(GIVEN RECORDS)

PR #5019, opened 2026-06-17
fix(vm):unsafeUnregisterModule silently succeeds when module is not found

aniket866:
### Summary

**File:** [`lib/vm/vm.cpp`](file:///c:/Users/Hp/WasmEdge/lib/vm/vm.cpp#L180-L222)

### What is wrong?

When you call `unsafeUnregisterModule("some-name")` and the module with that name does not exist in any list, the function simply returns `{}` (success) — as if it deleted something. This is misleading. The caller has no way to know the module was never found.

### Why fix this?

This breaks the **API contract**: a function named `unregister` should either confirm it removed something or tell you it could not find it. If calling code relies on the return value to decide whether to retry or log an error, it will incorrectly assume the module was removed. This kind of silent false-success is a classic source of hard-to-reproduce bugs in production.

### Flow diagram

```
unsafeUnregisterModule("foo")
        │
        ├─► search RegModInsts  ──── not found ──►┐
        ├─► search BuiltInModInsts ─ not found ──►│
        ├─► search PlugInModInsts ── not found ──►│
        │                                         ▼
        └─────────────────────────── return {}  ← BUG: should be an error
```

### Code — Before (line 221–222)

```cpp
  }

  return {};   // ← always succeeds even if nothing was removed
}
```

### Code — After 

```cpp
  }

  spdlog::error(ErrCode::Value::UnknownImport);
  return Unexpect(ErrCode::Value::UnknownImport);
  
}
```

## Checklist

## Test Evidence

---

### DIFF
--- a/lib/vm/vm.cpp
+++ b/lib/vm/vm.cpp
@@ -219,7 +219,8 @@ Expect<void> VM::unsafeUnregisterModule(std::string_view Name) {
     }
   }
 
-  return {};
+  spdlog::error(ErrCode::Value::WrongInstanceAddress);
+  return Unexpect(ErrCode::Value::WrongInstanceAddress);
 }
 
 VM::WasmUnitKind


aniket866:
@q82419 @hydai 
do checkout this fix whenever you get time

hydai (changes requested):
You need to add a test to cover this case.

hydai:
After checking the test, I believe this behavior is expected. Please check the existing test: https://github.com/WasmEdge/WasmEdge/blob/master/test/vm/VMTest.cpp#L141-L145.

Trying to delete a non-existing module, which will be a no-op, is fine to report as success here.

PR #5028, opened 2026-06-18
 fix(plugin/wasi-nn): guard deleteGraph against double-free of recycled graph IDs

### LINKED ISSUE #5023: Bug:  Out-of-Bounds Memory Corruption & Crash via Double Free of Graph IDs
### Why this is a bug:
In `wasinnenv.h`, `deleteGraph` does not verify if the Graph ID is already in `NNGraphRecycle`. If `deleteGraph(0)` is called twice (a double free of the Graph ID):
1. Graph 0 gets reset and its index `0` is added to `NNGraphRecycle`.
2. On the second call, since `Id < NNGraph.size()` is still true, `NNGraph.pop_back()` is triggered, reducing the size of the graph vector to `0`.
3. The index `0` remains in `NNGraphRecycle`.
4. When a new graph is created, `newGraph` retrieves `ID = 0` from `NNGraphRecycle` and attempts to write to `NNGraph[0]`. Since the vector is empty, this leads to an out-of-bounds memory access and a crash.

### Before and After Code Snippet

**Before:**
```cpp
// Located in plugins/wasi_nn/wasinnenv.h
void deleteGraph(const uint32_t Id) noexcept {
  std::unique_lock Lock(GraphMutex);
  if (Id < NNGraph.size()) {
    auto &G = NNGraph[Id];
    G.setFinalized();
    if (G.getContextCount() == 0) {
      if (Id == NNGraph.size() - 1) {
        NNGraph.pop_back();
      } else {
        G.reset();
        NNGraphRecycle.insert(Id);
      }
    }
  }
}
```

**After:**
```cpp
// Located in plugins/wasi_nn/wasinnenv.h
void deleteGraph(const uint32_t Id) noexcept {
  std::unique_lock Lock(GraphMutex);
  if (Id < NNGraph.size() && NNGraphRecycle.find(Id) == NNGraphRecycle.end() && !NNGraph[Id].isFinalized()) {
    auto &G = NNGraph[Id];
    G.setFinalized();
    if (G.getContextCount() == 0) {
      if (Id == NNGraph.size() - 1) {
        NNGraph.pop_back();
      } else {
        G.reset();
        NNGraphRecycle.insert(Id);
      }
    }
  }
}
```

### Current State

_No response_

### Expected State

_No response_

### Reproduction steps

# WasmEdge Double Free Vulnerability Simulation

## The Setup

A WebAssembly guest application loads two models.
* The host allocates two graphs: **Graph 0** and **Graph 1**.
* `NNGraph` vector has a size of **2** (indices 0 and 1).
* `NNGraphRecycle` (the recycle bin) is **empty**.

---

### Step 1: Guest unloads Graph 0
The guest calls `wasi_nn::unload` on Graph 0.
* **Host State Check:** `Id = 0`. Since `0 < 2` (size is 2) and `0 != 2 - 1` (not the last index), WasmEdge does not shrink the vector.
* **Recycle Bin:** Graph 0 is reset, and index `0` is added to `NNGraphRecycle`.
* **Result:** `NNGraph` size is still **2**. `NNGraphRecycle` has `{0}`.

### Step 2: Guest unloads Graph 1
The guest calls `wasi_nn::unload` on Graph 1.
* **Host State Check:** `Id = 1`. Since `1 < 2` and `1 == 2 - 1` (is the last index), WasmEdge shrinks the vector.
* **Action:** `NNGraph.pop_back()` is called.
* **Result:** `NNGraph` size is reduced to **1** (only index 0 remains). `NNGraphRecycle` still has `{0}`.

### Step 3: Guest unloads Graph 0 again (The Double Free)
Due to a bug in the guest application (e.g. double destruction), the guest calls `wasi_nn::unload` on Graph 0 a second time.
* **Host State Check:** `Id = 0`. WasmEdge does not check if `0` is already in the recycle bin.
* **Action:**
  1. `0 < 1` (size is 1) is **true**.
  2. `0 == 1 - 1` (is the last index now) is **true**.
  3. WasmEdge calls `NNGraph.pop_back()`, shrinking the vector size to **0**.
* **Result:** `NNGraph` size is now **0** (empty). `NNGraphRecycle` still has `{0}`.

### Step 4: Guest loads a new model (The Crash)
The guest calls `wasi_nn::load` to load a new model.
* **Host State Check:** The host tries to allocate a new Graph ID. It sees that `NNGraphRecycle` is not empty (contains `{0}`).
* **Action:** The host assigns `ID = 0` and attempts to initialize the graph:
  ```cpp
  NNGraph[0].init(BE);
  ```
* **Result:** Since `NNGraph` is empty (size is 0), accessing index `0` causes an **out-of-bounds memory access** and WasmEdge crashes instantly.

ANAMASGARD:
Fixes #5023

## What was wrong

In the WASI-NN plugin, unloading the same graph twice could crash WasmEdge with an out-of-bounds memory access.

WASI-NN keeps loaded graphs in a `NNGraph` vector and remembers freed slots in a `NNGraphRecycle` set so their IDs can be reused. The `deleteGraph` function never checked whether an ID had **already** been freed. So a guest that unloads the same graph twice (a common double-free bug in guest code) could shrink the `NNGraph` vector below an index still sitting in the recycle set. The next
`load` would then reuse that stale ID and write into an empty vector — out of bounds, and a crash.

Concretely, the sequence from the issue:

1. `unload(0)` → graph 0 (not the last) is reset and its index goes into the recycle set.
2. `unload(1)` → graph 1 (the last) is popped; the vector shrinks but `{0}` stays in the recycle set.
3. `unload(0)` again → with no guard, index 0 is now "the last", so it gets popped too; the vector is now empty but `{0}` is still in the recycle set.
4. `load(...)` → reuses ID 0 and does `NNGraph[0].init(...)` on an empty vector → **out-of-bounds crash**.

## What this PR changes

One-line fix in `plugins/wasi_nn/wasinnenv.h`: `deleteGraph` now ignores IDs that are already in `NNGraphRecycle`, making a repeated unload a harmless no-op. This mirrors the guard that the sibling `deleteContext` function already had — the two had simply drifted apart, which is what allowed the bug.

A regression test (`WasiNNTest.GraphIdDoubleFree`, GGML-gated) reproduces the exact double-free sequence and asserts that the following allocation stays in bounds.

## Result

- The double-free / double-unload sequence is now safe — the second unload does nothing instead of corrupting the recycle bookkeeping.
- The invariant "every recycled ID is a valid index into `NNGraph`" is preserved, so `newGraph` can never index out of range.
- No behavior change for any correct (non-double-free) usage.

## Verification

- Reproduced the bug and confirmed the fix against a standalone model of the
  allocation/recycle logic: the original code reaches an empty-vector
  out-of-bounds state, the patched code returns a valid reused ID with no OOB.
- Added the in-tree GGML-gated regression test for CI coverage.

## Note for maintainers (follow-up, not in this PR)

The root cause is that the graph/context slot-recycling logic is hand-duplicated several times across `newGraph`, `newContext`, `deleteGraph`, and `deleteContext`, and the copies drifted (only `deleteContext` had the recycle guard). I kept this PR minimal and backport-friendly, but I'm happy to follow up with a small `RecyclingPool<T>` abstraction that collapses those duplicates and makes this class of bug structurally impossible.

---

This contribution and PR description made with  assistance of Perplexity AI


hydai:
Thanks for the contribution. I am closing this because I believe a better solution is to do a complete redesign to prevent such issues from happening again. This will be replaced by #5100.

(End GIVEN RECORDS)

WHAT YOU HAVE TO DO >> Show all lines from the entries that hold "whether".

EXERCISE ANSWER >>
This breaks the **API contract**: a function named `unregister` should either confirm it removed something or tell you it could not find it. If calling code relies on the return value to decide whether to retry or log an error, it will incorrectly assume the module was removed. This kind of silent false-success is a classic source of hard-to-reproduce bugs in production.
WASI-NN keeps loaded graphs in a `NNGraph` vector and remembers freed slots in a `NNGraphRecycle` set so their IDs can be reused. The `deleteGraph` function never checked whether an ID had **already** been freed. So a guest that unloads the same graph twice (a common double-free bug in guest code) could shrink the `NNGraph` vector below an index still sitting in the recycle set. The next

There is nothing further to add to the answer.